START DATASET CONTENT

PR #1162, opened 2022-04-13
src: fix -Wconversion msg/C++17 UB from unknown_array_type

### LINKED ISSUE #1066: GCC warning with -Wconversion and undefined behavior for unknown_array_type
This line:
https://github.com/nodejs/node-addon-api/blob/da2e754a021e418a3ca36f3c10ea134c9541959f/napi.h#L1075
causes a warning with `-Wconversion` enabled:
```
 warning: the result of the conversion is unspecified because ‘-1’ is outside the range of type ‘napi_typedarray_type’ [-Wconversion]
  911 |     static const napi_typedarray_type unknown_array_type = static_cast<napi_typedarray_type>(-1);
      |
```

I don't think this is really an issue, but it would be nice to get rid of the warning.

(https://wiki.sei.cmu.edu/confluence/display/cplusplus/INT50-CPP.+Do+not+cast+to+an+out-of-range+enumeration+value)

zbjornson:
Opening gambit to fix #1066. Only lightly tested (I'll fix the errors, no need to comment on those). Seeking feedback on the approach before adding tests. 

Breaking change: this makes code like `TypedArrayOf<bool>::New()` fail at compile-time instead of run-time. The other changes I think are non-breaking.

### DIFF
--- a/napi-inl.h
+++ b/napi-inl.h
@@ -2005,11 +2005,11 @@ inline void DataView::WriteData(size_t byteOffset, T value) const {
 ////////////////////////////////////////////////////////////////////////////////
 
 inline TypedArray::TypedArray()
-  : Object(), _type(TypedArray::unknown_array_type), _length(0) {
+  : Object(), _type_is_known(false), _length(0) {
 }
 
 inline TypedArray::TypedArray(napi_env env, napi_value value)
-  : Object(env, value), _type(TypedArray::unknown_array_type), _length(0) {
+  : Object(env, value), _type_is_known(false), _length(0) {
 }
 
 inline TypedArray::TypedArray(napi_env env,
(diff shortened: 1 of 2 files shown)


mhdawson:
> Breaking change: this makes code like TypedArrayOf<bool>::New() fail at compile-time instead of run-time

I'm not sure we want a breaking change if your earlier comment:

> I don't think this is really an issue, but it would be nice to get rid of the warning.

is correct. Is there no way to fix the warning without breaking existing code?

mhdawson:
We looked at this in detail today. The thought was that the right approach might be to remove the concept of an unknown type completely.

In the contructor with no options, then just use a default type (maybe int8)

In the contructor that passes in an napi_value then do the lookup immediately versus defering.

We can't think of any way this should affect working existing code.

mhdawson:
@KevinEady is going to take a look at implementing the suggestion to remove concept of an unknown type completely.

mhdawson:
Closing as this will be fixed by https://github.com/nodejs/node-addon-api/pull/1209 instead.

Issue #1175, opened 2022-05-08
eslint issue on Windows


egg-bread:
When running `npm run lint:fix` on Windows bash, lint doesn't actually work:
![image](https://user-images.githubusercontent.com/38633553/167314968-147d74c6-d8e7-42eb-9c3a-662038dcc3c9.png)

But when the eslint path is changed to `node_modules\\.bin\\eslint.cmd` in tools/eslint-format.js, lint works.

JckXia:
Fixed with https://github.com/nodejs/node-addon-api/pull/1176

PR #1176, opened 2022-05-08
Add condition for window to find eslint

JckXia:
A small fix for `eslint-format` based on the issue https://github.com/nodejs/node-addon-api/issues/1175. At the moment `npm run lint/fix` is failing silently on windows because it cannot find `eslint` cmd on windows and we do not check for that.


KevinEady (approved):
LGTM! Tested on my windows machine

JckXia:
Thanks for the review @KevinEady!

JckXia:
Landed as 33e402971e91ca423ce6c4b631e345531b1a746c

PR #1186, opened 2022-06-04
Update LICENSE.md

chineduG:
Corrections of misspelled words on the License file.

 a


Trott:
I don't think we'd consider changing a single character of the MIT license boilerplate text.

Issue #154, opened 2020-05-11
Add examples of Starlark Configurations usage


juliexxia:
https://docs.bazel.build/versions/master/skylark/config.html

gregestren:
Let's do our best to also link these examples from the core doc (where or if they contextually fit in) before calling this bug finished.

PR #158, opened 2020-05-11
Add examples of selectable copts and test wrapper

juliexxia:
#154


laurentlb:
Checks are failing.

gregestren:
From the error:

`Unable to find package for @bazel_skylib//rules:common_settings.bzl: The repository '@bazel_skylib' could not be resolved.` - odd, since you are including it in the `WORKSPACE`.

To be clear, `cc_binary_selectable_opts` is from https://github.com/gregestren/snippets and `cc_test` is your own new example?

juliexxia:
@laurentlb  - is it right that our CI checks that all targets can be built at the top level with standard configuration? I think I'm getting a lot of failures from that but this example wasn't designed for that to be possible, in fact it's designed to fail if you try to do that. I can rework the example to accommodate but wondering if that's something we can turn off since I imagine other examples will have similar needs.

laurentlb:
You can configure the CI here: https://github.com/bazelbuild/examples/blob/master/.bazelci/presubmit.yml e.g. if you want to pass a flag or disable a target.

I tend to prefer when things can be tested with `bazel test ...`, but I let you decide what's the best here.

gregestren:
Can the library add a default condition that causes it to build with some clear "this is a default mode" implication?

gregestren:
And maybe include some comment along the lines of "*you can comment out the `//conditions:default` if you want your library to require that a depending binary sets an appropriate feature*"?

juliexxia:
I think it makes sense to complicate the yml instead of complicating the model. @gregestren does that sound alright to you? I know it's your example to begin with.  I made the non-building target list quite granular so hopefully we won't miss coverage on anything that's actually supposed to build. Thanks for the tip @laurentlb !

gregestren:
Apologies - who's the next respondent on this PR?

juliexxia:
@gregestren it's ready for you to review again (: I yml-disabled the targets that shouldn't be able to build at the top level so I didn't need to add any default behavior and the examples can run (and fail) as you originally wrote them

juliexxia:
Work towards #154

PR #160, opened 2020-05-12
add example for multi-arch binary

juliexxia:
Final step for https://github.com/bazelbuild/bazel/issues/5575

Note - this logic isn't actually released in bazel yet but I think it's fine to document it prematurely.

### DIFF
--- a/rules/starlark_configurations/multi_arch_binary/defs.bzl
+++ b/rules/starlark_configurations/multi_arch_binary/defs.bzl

END DATASET CONTENT

◆ DIRECTIONS
Go through the records from the first line and copy each one exactly, ending after the line that contains "Opening gambit to". Give nothing else.

◆ EXERCISE SOLUTION
PR #1162, opened 2022-04-13
src: fix -Wconversion msg/C++17 UB from unknown_array_type

### LINKED ISSUE #1066: GCC warning with -Wconversion and undefined behavior for unknown_array_type
This line:
https://github.com/nodejs/node-addon-api/blob/da2e754a021e418a3ca36f3c10ea134c9541959f/napi.h#L1075
causes a warning with `-Wconversion` enabled:
```
 warning: the result of the conversion is unspecified because ‘-1’ is outside the range of type ‘napi_typedarray_type’ [-Wconversion]
  911 |     static const napi_typedarray_type unknown_array_type = static_cast<napi_typedarray_type>(-1);
      |
```

I don't think this is really an issue, but it would be nice to get rid of the warning.

(https://wiki.sei.cmu.edu/confluence/display/cplusplus/INT50-CPP.+Do+not+cast+to+an+out-of-range+enumeration+value)

zbjornson:
Opening gambit to fix #1066. Only lightly tested (I'll fix the errors, no need to comment on those). Seeking feedback on the approach before adding tests. 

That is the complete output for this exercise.